Bildung war damals nicht zu trennen von Gottsuche. Ganze Scharen von Gottesmännern zogen los von den irischen Klöstern, um den Papst in Rom zu sehen und dann irgendwo als Einsiedler zu leben. Allein mit Gott. Wendelin verschlägt es in die Gegend von Trier. Es wird erzählt, der Pilger habe bei einem reichen Gutsbesitzer um Brot gebettelt. Der aber sagt ihm: „Ein junger und kräftiger Bursche soll sich sein Brot nicht erbetteln, sondern arbeiten“, und schickt Wendelin zum Schweinehüten. Freundlich und ohne Widerwort nahm der große kluge Königssohn die Arbeit an. Er trifft hier auf eine Kultur, die kein Verständnis für sein Leben hat. Anders als in seiner frommen Heimat waren Hilfsbereitschaft und Rücksichtnahme nicht wichtig. Der Zusammenbruch des römischen Reiches und die Wirren der Völkerwanderung hatten eine Atmosphäre der Rücksichtslosigkeit geschaffen. Es ging nur noch um Macht und Reichtum. Hier wird das Leben des hl. Wendelin mit einem Mal sehr modern: der Christ in der Gesellschaft, die ihn nicht versteht.

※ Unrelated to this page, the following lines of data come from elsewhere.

PR #1067, opened 2020-02-11
Rewrite MariaDB add-on

frenck:
## 2.0

- Pin add-on to Alpine Linux 3.11
- Redirect MariaDB error log to add-on logs (less writes to disk)
- Remove grant & host options
- Add support for the mysql service
- Use a more secure default on install
- Skip DNS name resolving
- Improve integrity checks and recovery
- Tune MariaDB for lower memory usage

ℹ️ The tuning is done, because in theory, MariaDB was allowed to use 7.2Gb of memory... This should limit it around max 150-200Mb, while still performing nicely. We might need to tune this more in the future, depends a bit on actual production experience.

ℹ️ The bin log has been enabled again, to improve recovery functionality (at the cost of more disk writes).

**⚠️ This is a big change, we need to test this!**

The output of logs:

image

### DIFF
--- a/mariadb/data/run.sh
+++ b/mariadb/data/run.sh
@@ -19,7 +19,7 @@ ln -s /proc/1/fd/1 /data/databases/local-mariadb.err
 
 # Start mariadb
 bashio::log.info "Starting MariaDB"
-mysqld_safe --datadir="$MARIADB_DATA" --user=root --skip-log-bin < /dev/null &
+mysqld_safe --datadir="$MARIADB_DATA" --user=root < /dev/null &
 MARIADB_PID=$!
 
 # Wait until DB is running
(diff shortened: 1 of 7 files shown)


mariadb/data/run.sh
```diff
@@ -2,18 +2,24 @@
...
-    mysql_install_db --user=root --datadir="$MARIADB_DATA" > /dev/null
+    mysql_install_db --user=root --datadir="${MARIADB_DATA}" --skip-name-resolve --skip-test-db > /dev/null
+    NEW_INSTALL=true
 else
     bashio::log.info "Using existing mariadb initial system"
 fi
 
+# Redirect log output
+rm -f /data/databases/local-mariadb.err
+ln -s /proc/1/fd/1 /data/databases/local-mariadb.err
```
frenck: This is not good for production I now realize, we might need to fix this in the mysql cnf by making it more predictable using the `log_error` directive.

frenck: Adjusted.

pvizeli:
Fix: #667

PR #1082, opened 2020-02-16
Update nginx.conf

jumping2000:
My propose is to use only TLS v1,2 and 1,3 with cipher suite recommended by https://wiki.mozilla.org/Security/Server_Side_TLS.
In march 2020 many web browsers  will drop support for the encryption protocols TLS 1.0 and TLS 1.1.


homeassistant:
Hi @jumping2000, 

It seems you haven't yet signed a CLA. Please do so [here](https://home-assistant.io/developers/cla_sign_start/?pr=home-assistant&#x2F;hassio-addons#1082).

Thanks!

pvizeli:
Please update the changelog and bump the version on the config file.

jumping2000:
Ok, I'll do everything this evening. And I will modify also the HSTS parameter as recommended by Mozilla

PR #1107, opened 2020-02-19
Update lets encrypt logic for cloudflare

crdnl:
Add the additional check of if _either_ the token _or_ the keys (and email) exist, and prevent useless calls to lets encrypt.


pvizeli:
I did not like this for cloudflare only. We support more as only cloudflare. As next is that in cerbot issue on his cloudlfare plugin they did not process that correct and make wrong requests. I would suggest a complete solution or make an issue on the corebot repository to fix this on the plugin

Wendelin kennt den Psalm, in dem es heißt: „Der Herr ist mein Hirt, nichts wird mir fehlen.“ Er vertraut Gott. Mehr braucht es nicht. Er will Gott finden, das zählt. Die Einzelheiten, Pläne und Vorlieben, die Heimat und die Herkunft, alles wird zweitrangig. Der Mann wird immer freier. Jene „Freiheit des Geistes“, von der das Tagesgebet seiner Messe spricht.

Wendelin wird Hirte. Er tut seine Arbeit so gut, so freundlich, so buchstäblich wunderbar, dass es gewaltigen Eindruck auf den Gutsherrn macht. Nicht Wendelin verändert sich, – der Gutbesitzer, der so boshaft, raffgierig, misstrauisch war, er wird ganz verwandelt. Er bittet Wendelin um Verzeihung und schenkt ihm ein Stück Land für eine Einsiedelei. Der Kreis schließt sich. Wendelin bekommt genau die Lebensform, die er einmal gewollt hat. Er kommt an, weil er nicht geklammert hat an seiner Idee. Wer hergibt, was ihm teuer ist – Lehre des Evangeliums – „wird dafür das Hundertfache erhalten. Und das ewige Leben gewinnen.“ Die Lehre von der Großzügigkeit. Die Großzügigkeit Gottes kann Großzügigkeit im Menschen wecken.

Zu Wendelin dem Einsiedler strömt bald das ganze Volk der Gegend. Er weiß so viel über das Vieh, über die Heilpflanzen und über den Menschen!

Bescheidenes, demütiges, freundliches Auftreten, tiefes Wissen, wacher Glaube: Wendelin formt eine ganze Zivilisation um. Alles, was er in seinem Leben getan und gelassen hat, – er war Königssohn, Hirt, Einsiedler, Abt – alles fügt sich zu einem Ganzen, Richtigen. Das geht nicht ohne das Vertrauen, dass Gott führt. Auch wenn es manchmal gar nicht so aussieht. Nicht auf den Moment starren, sondern auf das Ganze blicken! Was ist schon ein scheinbar nicht erhörtes Gebet? „Gefallen hat der Herr an denen, die ihn fürchten und ehren, die voll Vertrauen warten auf seine Huld“ (Ps 147).

Und die frommen Künstler, die aus Heiligen fade Gipsfiguren machen, die soll man mit den Ohren an die Kirchenwand nageln. Und die Pfarrer, die sie ihnen abkaufen gleich dazu.

Zum mündlichen Vortrag bestimmt, verzichtet dieser Text auf Quellenangaben. Jede Vervielfältigung und Veröffentlichung bedarf der ausdrücklichen Zustimmung des Autors.